Srikanth isn't the `move_factor` set to `0.1` by default?

Photo of Prashant
Prashant
Thu, 16 Feb 2023 15:32:48 UTC

shouldn't that be sufficient?

Photo of Prashant
Prashant
Thu, 16 Feb 2023 15:38:38 UTC

Photo of Srikanth
Srikanth
Thu, 16 Feb 2023 15:43:14 UTC

That’s why I was asking for the ingestion rate. If the rate is higher, the data get dropped before the background task can move. I wanted them to try something higher and test it.

Photo of oluchi
oluchi
Thu, 16 Feb 2023 15:44:06 UTC

Hello Srikanth, how do I check for ingestion rate, is it a kubectl cmd or I have to ssh into the clickhouse pods?

Photo of Srikanth
Srikanth
Thu, 16 Feb 2023 15:53:01 UTC

Yeah, you could get relevant info by querying in ClickHouse.
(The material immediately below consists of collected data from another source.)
PR #905, opened 2021-08-10
Allow to remove the cookie with the pll_cookie expiration filter

### LINKED ISSUE #877: Allow cookie to be unset: follow-up to #834
## Prerequisites

- [X] This is not a usage question (Those should be directed to the [community supported forum](https://wordpress.org/support/plugin/polylang), unless this is a question about Polylang Pro in which case you should [use the helpdesk](https://polylang.pro/support/)).
- [ ] I have searched for similar issues in both open and closed tickets and cannot find a duplicate.
- [ ] This bug happens with a default WordPress theme active

This is a **feature request** and is a follow-up to #834.

It would be nice if `PLL_Cookie::parse_args()` allowed a negative integer returned from the `pll_cookie_expiration` filter to unset the cookie.

My use case for this is as follows:

We recently changed our Cookie Consent management solution.  Previously, the `pll_language` cookie was considered a **Strictly Necessary** cookie, so no consent was required.  Now, it is considered a **Functional** cookie (it probably should have been considered **Functional** all along, but that's besides the point).

So, we know have a lot of users who have had the cookie set (with the 1 year expiration) who haven't consented to the cookie and I need a way to unset it for those users.

Note that this same situation arises when a user has consented, but then _revokes_ that consent at some point...I need an _easy_ way to unset the cookie.

I have implemented a solution (in one my plugins) that works, but it's kind of complicated.   If it detects that consent has not been given, then it hooks into `wp` (such that my callback is called after `PLL_Choose_Lang::maybe_set_cookie()` is) and calls `setcookie()` with a timestamp in the past.

It would be much easier if I could just hook into `pll_cookie_expiration` and return a negative number, so that when Polylang calls `PLL_Cookie::set()`, Polylang itself will unset the cookie.

From the PHP side, the change would be as simple as changing `PLL_Cookie::parse_args()` to:

```php
$defaults = array(
	'expires'  => $expiration !== 0 ? time() + $expiration : 0,
	...
);
```

I haven't dug into the Polylang code that sets the cookie from JS, so there might be changes necessary there as well.

Hopefully, this makes sense.

Chouby:
Closes #877

### DIFF
--- a/include/cookie.php
+++ b/include/cookie.php
@@ -22,6 +22,7 @@ class PLL_Cookie {
 		 * Filters the Polylang cookie duration.
 		 *
 		 * If a cookie duration of 0 is specified, a session cookie will be set.
+		 * If a negative cookie duration is specified, the cookie is removed.
 		 * /!\ This filter may be fired *before* the theme is loaded.
 		 *
 		 * @since 1.8
@@ -31,7 +32,7 @@ class PLL_Cookie {
 		$expiration = apply_filters( 'pll_cookie_expiration', YEAR_IN_SECONDS );
 
 		$defaults = array(
-			'expires'  => $expiration > 0 ? time() + $expiration : 0,
+			'expires'  => $expiration !== 0 ? time() + $expiration : 0,
 			'path'     => COOKIEPATH,
 			'domain'   => COOKIE_DOMAIN, // Cookie domain must be set to false for localhost ( default value for COOKIE_DOMAIN ) thanks to Stephen Harris.
 			'secure'   => is_ssl(),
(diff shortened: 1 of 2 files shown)


include/cookie.php
```diff
@@ -31,7 +32,7 @@ protected static function parse_args( $args ) {
 		$expiration = apply_filters( 'pll_cookie_expiration', YEAR_IN_SECONDS );
```
Screenfeed, line 32: Since we're doing a strict comparison now instead of `>`, it would be good to typecast the filter's output:

```suggestion
		$expiration = (int) apply_filters( 'pll_cookie_expiration', YEAR_IN_SECONDS );
```

Screenfeed (changes requested):

Screenfeed (approved):

pbiron:
thank you!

Let me share some command that outputs the span per duration.

Photo of Srikanth
Srikanth
Thu, 16 Feb 2023 15:58:37 UTC

Can you exec into ClickHouse and share the output of this? ```SELECT toStartOfInterval(timestamp, toIntervalMinute(10)) AS time, count() AS count FROM signoz_traces.signoz_index_v2 GROUP BY time ORDER BY time ASC```

Photo of oluchi
oluchi
Thu, 16 Feb 2023 16:03:46 UTC

`not found`

Photo of oluchi
oluchi
Thu, 16 Feb 2023 16:04:27 UTC

Srikanth ```/ $ SELECT sh: SELECT: not found / $ toStartOfInterval(timestamp, toIntervalMinute(10)) AS time, sh: syntax error: unexpected word (expecting ")") / $ count() AS count / $ FROM signoz_traces.signoz_index_v2 sh: FROM: not found / $ GROUP BY time sh: GROUP: not found / $ ORDER BY time ASC sh: ORDER: not found / $ ```

Photo of Prashant
Prashant
Thu, 16 Feb 2023 16:07:14 UTC

oluchi you will have to execute it using `clickhouse client`

Photo of oluchi
oluchi
Thu, 16 Feb 2023 16:07:45 UTC

I thought as much Prashant, thanks

Photo of Alejandro
Alejandro
Thu, 11 May 2023 20:47:23 UTC

How can I drop data since a determinated day ?

Photo of Prashant
Prashant
Sun, 14 May 2023 16:59:44 UTC

Srikanth can you please look into this?